Desde junio las lluvias no dieron tregua. Hicieron crecer los jagüeyes y la milpa. En el patio, la maleza subió tanto que apenas y se veía la cerca. Hacía más de dos años que Arnulfo no removía la hierba. Echó de menos el consuelo de perderse en la inmensa vista de la campiña coronada por la silueta de las colinas. Así que, aún cuando el terreno era grande y sus fuerzas no eran las de antes, fue por la hoz para cortar las matas. Al quinto día ya casi había terminado. Andaba arrancando las ortigas enanas cuando sintió que caminaba sobre un bulto. Se puso a tentar el suelo y a mirar a los costados. Atrás de donde había pisado vio que sobresalía un hueso. Retrocedió de un salto. En seguida se acordó de los perros que a veces no tienen donde morir. Cuando era chico seguido encontraba esqueletos en las parcelas y jugaba con sus hermanos a ponerse sobre la cabeza la calavera de un toro o un caballo. “Fue hace tanto tiempo, y un hueso es un hueso y le recuerda a uno que por ahí anda la que nos va a llevar a todos”. Así se iba diciendo cuando metió el palo por un costado del chipote, que era más bien una piedra, fue eso lo que creyó porque estaba duro, pero pronto vio el blanco que se iba descubriendo y, al mismo tiempo que aparecían las cuencas donde antes hubo ojos, el pecho se le fue estremeciendo: era un cráneo humano. Se quedó un rato viendo los restos sobre el barro y sintió una pena grande. “¿Qué haces acá amigo?, los animalitos como sea, donde los alcanza la parca, ¿pero uno?”. Siguió moviendo el lodo con el palo y se fueron asomando de la tierra hueso tras hueso, chiquitos y más grandes. Y a una osamenta siguió otra y luego otra, que fue sacando con parsimonia pero sin descanso hasta el anochecer.
Una temporada se la pasó frente al fogón alimentando esperanzas con el aroma a canela. Cuando al fin un día el cielo se abrió la resolana lo empujó hacia el patio. La hierba estaba apenas crecida, no había más que calma. Eso parecía. Al escudriñar la superficie, la cresta pálida de una mandíbula acabó con su sosiego. Unos días más tarde, lo mismo, aunque ahora era un fémur salido el que indicaba donde rascar. En esa ocasión, después de juntar las partes de unas costillas rotas, caminó hacia la ermita, miró la imagen de San Pedro y le habló: “¿y ahora, por qué esta cosecha?”. Prendió un cirio para las ánimas del cerro y otro para las ánimas de la finca. “Al que no cree, ya luego le toca creer. Te digo que de ahí del cerro andan saliendo y bajan. Piden la tierra del campo santo”, le vinieron como ecos las palabras de Leonora. “Ay mujer, en qué compromisos me andas metiendo”, dijo con voz templada, mirando el campo cubierto de nubes prietas.

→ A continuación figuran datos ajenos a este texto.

PR #1294, opened 2018-11-15
Adding missing redirects from /docs/design/* to /docs/design/responsive/*

sandersk:
Adding missing redirects from /docs/design/* to /docs/design/responsive/* to fix a handful of 404s I spotted, e.g. the first few links on the [Style & Layout page](https://www.ampproject.org/docs/design/responsive_amp).

### DIFF
--- a/firebase.json
+++ b/firebase.json
@@ -954,6 +954,31 @@
         "type": 301
       },
       {
+        "source": "/docs/design/art_directions?(.html)",
+        "destination": "/docs/design/responsive/art_direction.html",
+        "type": 301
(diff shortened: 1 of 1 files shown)


pbakaus:
Hi thanks for the contribution! I think we broke these links in a recent PR, and I think the proper way to fix those is in the actual page, not add more redirects. Feel free to close this one, or use it to do what I suggested. Up to you :) Thanks again.

pbakaus:
Closed in favor of bigger fix in #1300.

Fotografía: Gabriela Delgadillo Guevara IG @ojoenfuga
Desde un principio escogió el lugar en el que había más arbustos, donde se disimulaba mejor la tierra revuelta. Para entonces había ocupado casi toda esa parte del cementerio. Aunque evitaba pensar en lo venidero, sí le preocupaba dónde los iba a enterrar si seguían saliendo. Ahuyentó las cavilaciones y comenzó a escarbar la arena. Al acomodar los huesos en la fosa, como ya era el ritual, se recargó con los dos brazos en la pala y le habló al difunto: “compadrito, comadrita, aquí vas a descansar lindo, esta es la tierra buena”. Le puso un manojo de margaritas, echó a palazos el terregal encima y emparejó el suelo. Se puso a mirar la luna casi llena en lo que recuperaba el aliento. Los gallos lo sacaron del letargo, y ya se alistaba para regresar a la finca cuando de pronto una embestida le sacudió con violencia la cabeza. No vio nada y poco sintió. Una mancha negra lo fue llenado desde los ojos y lentamente le fue adormeciendo la conciencia. Alcanzó a oír unos cohetones como de fiesta, después pura calma. Leonora, ya lo esperaba.

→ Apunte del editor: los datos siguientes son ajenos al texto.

PR #1338, opened 2019-01-08
Added new analytics vendor: Retargetly

fdnieves:
Added Retargetly vendor description inside docs/content/docs/analytics/analytics-vendors.md files


fdnieves:
I signed it! Cla has been signed nef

Don Rigo fue el que luego luego avisó, ya ve que ese anda de pastor cuando todavía ni amanece. Lo encontraron acostado en el fondo de la fosa, como ya sólo esperando la tierra. Dicen que tenía el semblante tranquilo de quien se duerme en el campo arrullado por los trigales y hasta parecía que nomás se estaba echando una siesta. Pero no padrecito: el lunar rojo que apenas y le habían visto, ahí mero llegando, le fue creciendo hasta empaparle todo el pecho.